▶ What you are asked to do
Find and copy each line of the records where the string "espressif" shows up.

▶ Exercise material
PR #8001, opened 2021-12-02
Added results count to MDNS (IDFGH-6340)

0xFEEDC0DE64:
I was missing the number of results in mdns_query_async_get_results()

### DIFF
--- a/components/mdns/include/mdns.h
+++ b/components/mdns/include/mdns.h
@@ -544,7 +544,7 @@ esp_err_t mdns_query_async_delete(mdns_search_once_t* search);
  *      True if search has finished before or at timeout
  *      False if search timeout is over
  */
-bool mdns_query_async_get_results(mdns_search_once_t* search, uint32_t timeout, mdns_result_t ** results);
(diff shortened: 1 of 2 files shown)


Alvin1Zhang:
Thanks for your contribution.

components/mdns/include/mdns.h
```diff
@@ -544,7 +544,7 @@ esp_err_t mdns_query_async_delete(mdns_search_once_t* search);
  *      True if search has finished before or at timeout
  *      False if search timeout is over
  */
-bool mdns_query_async_get_results(mdns_search_once_t* search, uint32_t timeout, mdns_result_t ** results);
+bool mdns_query_async_get_results(mdns_search_once_t* search, uint32_t timeout, mdns_result_t ** results, uint8_t * num_results);
```
david-cermak, line 547: This is an API update, but since this function has been recently added, we could break the API now in `v5.0`

david-cermak (approved):
Thanks for posting this PR, LGTM. Special thanks for adding the NULL checks, which we've missed

PR #8024, opened 2021-12-06
Add esp_http_client_set_timeout_ms()

0xFEEDC0DE64:
I needed to change the timeout_ms of a http client.


0xFEEDC0DE64:
Seems like this has already been implemented in the esp-idf :)

PR #8035, opened 2021-12-08
Don't return a hard coded errno in vfs_fat_access (IDFGH-6376)

winzkigermany:
Why should the return value of vfs_fat_access be hard coded as ENOENT?
This hides errors like FR_DISK_ERR of the lower layers.


winzkigermany:
I'll reopen this pull request.

PR #8036, opened 2021-12-08
Don't overwrite errno by a hard coded ENOENT (IDFGH-6378)

winzkigermany:
Calling "open" in CHECK_AND_CALL sets a perfectly correct errno.
There is no need to overwrite that with a value of ENOENT, since doing so hides lower level errors like EIO

### DIFF
--- a/components/vfs/vfs.c
+++ b/components/vfs/vfs.c
@@ -415,7 +415,7 @@ int esp_vfs_open(struct _reent *r, const char * path, int flags, int mode)
         __errno_r(r) = ENOMEM;
         return -1;
     }
-    __errno_r(r) = ENOENT;
+    __errno_r(r) = errno;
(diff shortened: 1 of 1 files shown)


igrr:
@winzkigermany could you please describe the situation you are seeing this issue in? Just so that we can add a unit test to check this behavior...

winzkigermany:
The real world scenario is: The user pulls an SD card out (we're using sdmmc), and after that, you just try to fopen(...) a file.
As a result, errno contains ENOENT instead of EIO, because ENOENT is hard coded.

igrr:
Thank you for the PR @winzkigermany! It has been merged in https://github.com/espressif/esp-idf/commit/f01b9a583e475999fadff5fa106a2d98b595d1d1

PR #8068, opened 2021-12-12
Feature/psram malloc (IDFGH-6410)

Eschel:
Still learning


igrr:
@Eschel it looks like either you have picked the wrong source branch or the wrong target branch for this PR. I'm going to close it since it looks like it was opened by mistake. Please leave a comment if that's not the case.

PR #8076, opened 2021-12-13
example: Synchronize includes in BLE walkthrough (IDFGH-6417)

FrNecas:
While following one of the examples for BLE GATT server, I got stuck on an issue with includes where my code could not be compiled. After some struggling I found out that the walkthrough which I was partly taking code from had wrong includes for the BT headers (the source code for the example is correct).

I am completely new to ESP IDF so I am not sure whether the headers used to be correct and perhaps they were renamed later without reflecting the changes into the guide or whether the guide was wrong in the first place. I just found it a bit confusing, since this document is even linked from the  official docs :) The guide should now be the same as the source file in this regard.


Alvin1Zhang:
Thanks for your contribution.

suda-morris:
sha=7277e6167234ffb975a57bb1f02ba89ce09eb2b6

PR #8093, opened 2021-12-16
Unified log print errno format (IDFGH-6434)

Caffreyfans:
```
Hi developer,
    I find there is some different log print about errno. Some places use errno and some places use Error. 
I'm not sure it makes sense.

Best Regards,
Caffreyfans
```


Alvin1Zhang:
Thanks for your contribution.

david-cermak (approved):
Yes, we should be more consistent in printing error messages.
Thanks for the fix!

Caffreyfans:
Sorry I forgot to switch to a new branch to submit a new pull request.

PR #8100, opened 2021-12-17
monitor: Print buffer when reading an escape character (IDFGH-6443)

bugadani:
The color converter script currently discards partially processed data when it encounters an escape character. This can result in missing characters when the user prints escape sequences that are not expected by the script. This PR fixes this issue.

PR #8101, opened 2021-12-17
[4.3 backport] monitor: Print buffer when reading an escape character (IDFGH-6442)

bugadani:
See #8100


dobairoland:
Also a duplicate of https://github.com/espressif/esp-idf/pull/8100. This will be backported internally.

▶ Result of the task
Thank you for the PR @winzkigermany! It has been merged in https://github.com/espressif/esp-idf/commit/f01b9a583e475999fadff5fa106a2d98b595d1d1
Also a duplicate of https://github.com/espressif/esp-idf/pull/8100. This will be backported internally.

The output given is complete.